[WHAT TO DO]: Starting with the line that contains "I may have some" and stopping after the line that contains "I was trying", copy the entries below exactly. Include nothing else.

(Dataset entries)
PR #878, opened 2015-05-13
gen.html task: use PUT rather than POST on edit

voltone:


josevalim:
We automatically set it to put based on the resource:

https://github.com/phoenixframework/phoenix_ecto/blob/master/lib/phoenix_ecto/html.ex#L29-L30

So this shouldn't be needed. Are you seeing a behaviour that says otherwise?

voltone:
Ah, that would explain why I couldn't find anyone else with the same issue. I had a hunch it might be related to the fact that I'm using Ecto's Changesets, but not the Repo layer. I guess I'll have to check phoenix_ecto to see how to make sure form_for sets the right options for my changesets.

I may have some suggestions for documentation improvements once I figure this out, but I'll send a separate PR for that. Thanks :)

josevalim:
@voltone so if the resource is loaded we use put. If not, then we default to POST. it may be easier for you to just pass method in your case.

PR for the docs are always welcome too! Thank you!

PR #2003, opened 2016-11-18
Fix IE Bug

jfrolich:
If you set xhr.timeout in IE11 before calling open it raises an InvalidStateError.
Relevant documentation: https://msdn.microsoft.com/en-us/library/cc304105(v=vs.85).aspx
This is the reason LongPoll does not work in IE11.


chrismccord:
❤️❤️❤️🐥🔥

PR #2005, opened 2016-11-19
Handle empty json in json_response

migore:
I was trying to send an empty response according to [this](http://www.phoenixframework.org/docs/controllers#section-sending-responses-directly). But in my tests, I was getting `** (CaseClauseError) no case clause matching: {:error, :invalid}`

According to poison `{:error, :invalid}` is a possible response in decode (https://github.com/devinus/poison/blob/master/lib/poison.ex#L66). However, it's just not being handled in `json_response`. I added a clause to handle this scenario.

[SOLUTION TO THIS TASK]:
I may have some suggestions for documentation improvements once I figure this out, but I'll send a separate PR for that. Thanks :)

josevalim:
@voltone so if the resource is loaded we use put. If not, then we default to POST. it may be easier for you to just pass method in your case.

PR for the docs are always welcome too! Thank you!

PR #2003, opened 2016-11-18
Fix IE Bug

jfrolich:
If you set xhr.timeout in IE11 before calling open it raises an InvalidStateError.
Relevant documentation: https://msdn.microsoft.com/en-us/library/cc304105(v=vs.85).aspx
This is the reason LongPoll does not work in IE11.


chrismccord:
❤️❤️❤️🐥🔥

PR #2005, opened 2016-11-19
Handle empty json in json_response

migore:
I was trying to send an empty response according to [this](http://www.phoenixframework.org/docs/controllers#section-sending-responses-directly). But in my tests, I was getting `** (CaseClauseError) no case clause matching: {:error, :invalid}`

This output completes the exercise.